"Il fantasma di Alexander Wolf" di Gajto Gazdanov

“Il fantasma di Alexander Wolf” di Gajto Gazdanov

Recensione di “Il fantasma di Alexander Wolf” di Gajto Gazdanov.

Il miglior cavallo che io abbia mai posseduto era uno stallone dal mantello bianco, mezzosangue, di grosse dimensioni, dal trotto particolarmente ampio e disteso. Era talmente bello che mi veniva fatto di paragonarlo a uno di quei destrieri di cui si parla nell’Apocalisse. Un paragone ben indovinato – per quanto mi riguarda personalmente – visto che proprio in groppa a questo cavallo andai a briglia sciolta incontro alla morte.

Potrebbe iniziare così il romanzo di Gajto Gazdanov, ormai un classico della letteratura russa, pubblicato da Voland nel 2002 e uscito, sempre con questa casa editrice, nel 2014 in una nuova edizione molto elegante e con una nuova veste: in copertina il primissimo piano di un magnifico cavallo bianco. Forse un lipizzano? Destinato a giocare un ruolo di primo piano nella storia del Novecento.
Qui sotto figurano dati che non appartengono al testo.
PR #2534, opened 2023-07-26
Wpf: Fix performance setting TextBox.Text rapidly

cwensley:
This works around a problem in WPF, as reported in https://github.com/dotnet/wpf/issues/5887.  Preventing any GC operations while setting the Text property appears to solve the issue.


JensNordenbro:
@cwensley, Nice!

Il brano riportato è l’incipit metaletterario di un racconto nel racconto: Avventura nella steppa. Con tale accorgimento l’autore introduce nell’opera stessa un duplice punto di vista su uno stesso episodio che scopriremo fondamentale per comprendere il dipanarsi degli avvenimenti raccontati. Da un lato c’è il narratore e protagonista, un uomo che si definisce autore dell’unico omicidio da me commesso, dunque si presenta dalla prima pagina come un assassino, e il lettore dovrà identificarsi con un personaggio tormentato dal senso di colpa per buona parte della sua vita. Dall’altro c’è uno scrittore che pubblica un racconto autobiografico ispirato a un evento ben preciso.

L’episodio fondante di questa colpa risale agli anni della guerra civile in Russia: proprio nella steppa russa due soldati nemici si affrontano in uno scontro a fuoco. Sono entrambi a cavallo il narratore monta una magra giumenta morella e Wolf, invece, diventando topos letterario dell’eroe, appare come un cavaliere su un enorme cavallo bianco, immagine di forte richiamo biblico. L’esito di tale confronto sembrerebbe scontato; da un lato un ragazzino di sedici anni, dai lineamenti ordinari, prematuramente uscito dall’adolescenza, dall’altro un vero uomo, biondo, di bell’aspetto. Il bianco stallone incarna l’immagine del destriero fedele che accompagna il paladino. La letteratura presenta in questa veste l’eroe fin dai tempi della cavalleria di Carlo Magno. Si veda la definizione homme cheval sabre in una delle pagine indimenticabili della narrativa francese contemporanea, in cui Claude Simon celebra il cavaliere per eccellenza che ha caratterizzato la storia europea fatta di guerre e conquiste.

La musica è protagonista assoluta del romanzo: spesso suonata al piano e talvolta dalle voci struggenti di violini che fanno da sottofondo a scene salienti, episodi e incontri amorosi. Vengono eseguiti alcuni pezzi di Skrjabin, non sappiamo quali ma sicuramente svolgono la duplice funzione di contestualizzare il momento storico, e strizzare l’occhio alla moda dell’epoca/rievocare l’atmosfera di quegli anni. Questa citazione musicale potrebbe non essere casuale, il compositore ha cercato di applicare/esprimere con successo la sinestesia in musica e ciò si ritrova anche nel testo: il narratore, sorpreso nel sentir cantare la sua donna, definisce la romanza spagnola, una di quelle arie che non possono che provenire da un paese del sud e non si concepiscono lontano dal calore del sole. (…) era una melodia che racchiudeva in sé la luce, come altre contengono la neve e in altre ancora è possibile sentire la notte.

Ma la sinestesia è anche la cifra stilistica del romanzo: il narratore paragona la donna amata a una muta sinfonia di pelle e muscoli e ascoltando un piano lontano, immagina che le note ben distinte siano enormi gocce di suoni che cadono su un vetro.